An asset being imported into Photoshop by dragging it from Finder.

Items imported in this way will appear in a new layer above the layer you previously had selected. If your new layer isn’t above the face reference assets in the layer hierarchy, simply drag it to the top.

Imported and drawn assets can be rotated, resized and moved around using the Free Transform tool. This can be found at Edit > Free Transform, or by pressing Cmd/Ctrl+T.

For more information on creating with Photoshop, you can visit Adobe’s Photoshop User Guide.

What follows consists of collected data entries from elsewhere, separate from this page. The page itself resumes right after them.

PR #1623, opened 2019-11-15
Bionic: Refresh from upstream gtk theme + green darkening

Feichtmeier:
- new check radio styling
- improved emoji picker
- a fix for not-CSD menus

--> additionally we needed to darken the green like we did with the orange and the blue to make the press effect of the checked checks less hard and also to adapt it to the other colors, which we didnt until now

Cherry-pick from https://github.com/ubuntu/yaru/pull/1622


didrocks:
A new test snap version is available using: `snap refresh communitheme --channel=edge/yaru-pr1623`.

You may want to download as well `gtk-common-themes` snap from `edge/yaru-pr1623` channel to test your snaps with those changes.

PR #1633, opened 2019-11-20
Fix link backdrop color

clobrano:
Link backdrop color was orange. Using our blue instead and fixed the other configuration that was still using selected_color as base color.


Feichtmeier:
Ohhh good catch
I would not change this in _common though :(

clobrano:
Right

clobrano:
> Right

Well, kind of, since - for Adwaita - `selected_color` is the base for the link one, but not exactly the same. Let's keep this open for a while waiting for a reply from upstream

Feichtmeier:
Do you plan to make a merge request upstream?
If you do, they always want one for gtk-3-24 and one for master :|

clobrano:
I know, but I just discovered that my jhbuild in fedora doesn't work anymore

clobrano:
https://gitlab.gnome.org/GNOME/gtk/merge_requests/1201

Feichtmeier:
Nice!
Why do you use "white" instead of "$selected_fg_color" ? :)

clobrano:
Because there is no valid "fg color" counterpart for link and selected_fg_color is white.
I expect the review to bring this up as well, so to discuss a better replacement eventually.

PR #1639, opened 2019-11-26
Icons: document-export, document-import, document-open-recent, document-revert

### LINKED ISSUE #1621: Qt app, kid3-qt, uses legacy icons "document-*.png"
The Qt app, kid3-qt, uses these legacy icons:

- document-revert.png
- document-open-recent.png
- document-import.png
- document-export.png

However, they are rendered as a normal document icon under Yaru (except for "document-open-recent.png" because it is rendered as legacy "document-open.png").

Qt apps only have a problem with legacy icons starting with "document-*" and all other legacy icons are inherited from Humanity.

Is there a general solution to force Qt apps to choose the closest icon name from Yaru or Humanity?

Should this bug be issued against Qt?

For example, here are two icons in Adwaita:

document-revert.png
grafik

document-revert-rtl.png
grafik

ubuntujaggers:
document-export:

image

document-import:

image

document-open-recent:

image

document-revert:

image

image

Can't seem to take a screenshot when the dropdown menu is open  :)  but here's an extremely high quality photograph of them on the menu, including ones that aren't visible above:

image

Can't really tell in that picture, but they actually look nice on the menu!

(I note that apps using the icons on menus use the 16px versions so we have to keep those, even though it's annoying that Inkscape uses the first and therefore smallest version it finds.)

Closes #1621


clobrano:
Great work @ubuntujaggers!
I only have one doubt. Do you think it's worthwhile enforce the difference between "import" and "export" icons inverting the direction of the red arrow? I was thinking something like the "import" one, but with the arrow red and in the other direction.

ubuntujaggers:
@clobrano can you do a doodle to show?

Feichtmeier:
I think he means

```
_____
->
_____

_____
<-
_____
```

instead of

```
_____
-------->
_____

_____
<------
_____
```

:smile_cat:

clobrano:
> I think he means
> 
> ```
> _____
> ->
> _____
> 
> _____
> <-
> _____
> ```
> 
> instead of
> 
> ```
> _____
> -------->
> _____
> 
> _____
> <------
> _____
> ```

awesome design! Yes, I meant that

ubuntujaggers:
Looks a bit revert, undo, go back:

image

Maybe if it wasn't red?

madsrh:
IMHO the red (associated with danger) isn't really fitting for export - it's not that dangerous 😉  Also using red for both export from revert might be confusing. 

Would it be better if it was blue? 🤷‍♂BUT your red arrow fit well with legacy Humanity icons

image

Feichtmeier:
Now that I see it I agree that reversing the arrow is not a good idea. Indeed it looks like "reverse" / "undo"

ubuntujaggers:
Purple also works...

Feichtmeier:
I think semanticly blue makes the most sense as it's some kind of progress
Green for import fits also as it's something new

clobrano:
> Looks a bit revert, undo, go back:

Indeed, mine was a bad idea :)
I should've searched on most common export icon first. Original proposal is quite common :+1:

ubuntujaggers:
Okay, I'll turn first one blue and push 👍

ubuntujaggers:
This is the original document-export arrow in blue:

image

Change is pushed, so merge if you like :+1:

clobrano:
Thanks @ubuntujaggers!

ubuntujaggers:
I get an error message when I try to cherry pick this one for Bionic :thinking:

clobrano:
can you post it here?

ubuntujaggers:
It's all right - Frederik beat me to it as part of #1645 :+1+

PR #39, opened 2018-03-11
Rewrite ifdefs to work on bsd

splbio:


revmischa:
What about putting this little doodad into a header file and including it everywhere?

splbio:
It's generally bad form to have an "always included header" that pulls things in.  aka "all.h"

However I believe your earlier fix to switch __linux__ to __unix__ makes more sense than this patch.  However you can use this pattern in the future when it makes sense to do so.

revmischa:
i don't mean an "all.h", though i thought it was accepted practice to use a PCH file for projects.
i just mean a "projectM-openGL.h" that could be included in lieu of copying and pasting this block in every file that includes GL headers

splbio:
yes that is good.

PR #43, opened 2018-03-12
Fix the config.inp generation with 2 steps in AC and Automake

abramhindle:
Try to fix the config.inp file problem with both autoconf (configure and sed) and then a second build time stage with automake. config.inp.in becomes config.inp.in.in which configure builds as config.inp.in which automake uses to generate the actual config file.


revmischa:
thx! could use a test! :p

Issue #29, opened 2018-02-13
SDL conf file


revmischa:
Should be a config file for the SDL version

revmischa:
Works now ish

Issue #11, opened 2017-07-08
Support OpenGL ES


einsteinx2:
On the projectM website, it says that it has been ported to OpenGL ES 2.0 for Android and iOS use. Has that code ever been released anywhere? All I see in the repo seems to be ES 1.0 support and so far I've only been able to get that to half work in a test iOS app (it renders but not correctly).

Is the ES 2.0 version of the library closed source?

revmischa:
The android and iOS ports are unfortunately closed-source and I don't have the code. I tried to port to ES myself but I don't really have the chops or time to complete it. If you want to continue the effort I'd be happy to point you in the right direction. Sorry.

revmischa:
There is in fact a branch where some of the work has been done: https://github.com/projectM-visualizer/projectm/tree/gles

Notes on the old openGL immediate-mode calls that need to be ported are here: https://github.com/projectM-visualizer/projectm/blob/gles/glES-porting.txt

If anyone wants to work on this, please be my guest!

einsteinx2:
Damn I was hoping that wouldn't be the case. 

I actually have a "working" version using ES 1.0 and an iOS test app here: https://github.com/einsteinx2/libprojectm-ios. I even backfilled some missing rendering functions and got it compiling properly as an iOS static library. However, I'm totally stuck on some rendering issues. 

I posted to the /r/opengl subreddit, but didn't get any answers, however I have a detailed description there: https://www.reddit.com/r/opengl/comments/6kyvk6/looking_for_help_porting_projectm_to_ios_about_90/

Also, here is a video of the rendering differences between the Mac SDL version and my iOS version: https://www.youtube.com/watch?v=6otFBzkbd3Y

If you have a little OpenGL experience, maybe you can figure out what's wrong. I feel like I'm 90% there and am just missing something simple with the rendering.

It doesn't seem to be blending properly and also isn't rendering at the correct resolution. If I could at least get a working iOS test app using the ES 1.0 code, I could try and expand it from there.

einsteinx2:
Also possibly of interest, the latest Milkdrop 2 source code has been open sourced: https://sourceforge.net/projects/milkdrop2/

However it's written in DX9, so it would require porting to OpenGL first to be used anywhere but Windows. Though I did find Valve's ToGL DX9 > OpenGL wrapper here: https://github.com/ValveSoftware/ToGL so maybe there's hope without rewriting the whole thing.

[...]

PR #44, opened 2018-03-13
Native presets

revmischa:
Build and install native presets (aka .so/.dylib shared object files for presets instead of milkdrop equations)

### DIFF
--- a/configure.ac
+++ b/configure.ac
@@ -31,6 +31,7 @@ AC_CONFIG_FILES([
   src/libprojectM/Renderer/Makefile
   src/libprojectM/NativePresetFactory/Makefile
   src/libprojectM/MilkdropPresetFactory/Makefile
+  src/NativePresets/Makefile
 ])
 dnl FIXME
 dnl AC_CONFIG_FILES([src/libprojectM/config.inp],
--- a/src/Makefile.am
+++ b/src/Makefile.am
@@ -1,1 +1,1 @@
-SUBDIRS=libprojectM projectM-sdl
+SUBDIRS=libprojectM projectM-sdl NativePresets
--- a/src/NativePresets/Makefile.am
+++ b/src/NativePresets/Makefile.am
@@ -9,8 +9,11 @@ AM_CFLAGS = ${my_CFLAGS} \
 -ffunction-sections \
 -fdata-sections
 
+presetsdir = $(pkgdatadir)/presets
+
 # native presets are shared object files.
-lib_LTLIBRARIES = \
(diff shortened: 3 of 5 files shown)


schnitzeltony:
I am preparing build of 2.2.1 with Openembedded for embedded linux system. The build system is not happy, installing libraries in /usr/share/...
Would it be possible to put them at /usr/lib/projectm/presets or similar?

revmischa:
Sure, patches welcome! 
Just curious - does it work on embedded? It doesn't support GLES (yet)

schnitzeltony:
Haven't seen it running yet but did not spend too much time on it. Am building for Raspi VC4 (open source/mesa) and that supports OpenGL 2.1 - don't know which limitations there are.
One question: regarding my original question: We have now native presets (=libs) and the milk files (which are no more installed by default with 2.2.1). Are both still supported and if yes: How to get different locations handled?

revmischa:
The milk files should be installed - to /usr/local/share/projectM/presets. Are they not?
projectM probably won't run on any embedded systems until GLES support is added - https://lwn.docx.pro/q6IHamrUd

revmischa:
If I do:
`./configure --prefix=$PWD/t --enable-shared=no --enable-sdl --enable-cg`
and then `make install`
```
$ ls -l t/share/projectM/presets/ | wc -l
    1996
```

revmischa:
Alright, I do warn you again that GLES is needed for it to work on an embedded system - https://github.com/projectM-visualizer/projectm/issues/11

The relevant preset install target is in the root Makefile.am:
```
# aka /usr/local/share/projectM
pm_data_dir = $(pkgdatadir)
pm_font_dir = $(pm_data_dir)/fonts
pm_presets_dir = $(pm_data_dir)/presets
pm_shaders_dir = $(pm_data_dir)/shaders

pm_data__DATA = src/libprojectM/config.inp
pm_font__DATA = fonts/Vera.ttf fonts/VeraMono.ttf
pm_shaders__DATA = src/libprojectM/Renderer/blur.cg \
                   src/libprojectM/Renderer/projectM.cg

install-data-local:
	test -z $(pkgdatadir) || $(MKDIR_P) $(pm_presets_dir)
	find "$(PRESETSDIR)" -type f -exec $(INSTALL_DATA) {} $(pm_presets_dir) \;
```

However, projectMSDL currently has settings hard-coded. There's an issue to make it use the normal config file (#29). It looks for the fonts etc from the current directory of the SDL executable right now. It needs to be changed to use the paths in a config file.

Extra credit: Exporting and using a custom mask

When you are done customizing your mask, the first thing you need to do is hide all the layers apart from those you’d like to be visible in your effect. To do this, click the eye icon next to each layer:

Layers being hidden one by one. All layers are hidden, apart from those which should be visible in the effect.

Now that we have hidden all the reference assets, our custom mask is ready to be exported as a transparent PNG file. To do this:

  1. Click File in the menu bar at the top of the screen.
  2. Click Export.
  3. Click Quick Export as PNG.

Now you have a transparent PNG texture file that matches up with the Spark AR Studio face mesh perfectly. This texture can now be added to your Spark AR Studio Assets panel (click Add Assets) and used in your face tracking effect:

The finished, customized effect, as seen in the Viewport and Simulator.

Adobe and Photoshop are either registered trademarks or trademarks of Adobe in the United States and/or other countries. Adobe product screenshot(s) reprinted with permission from Adobe.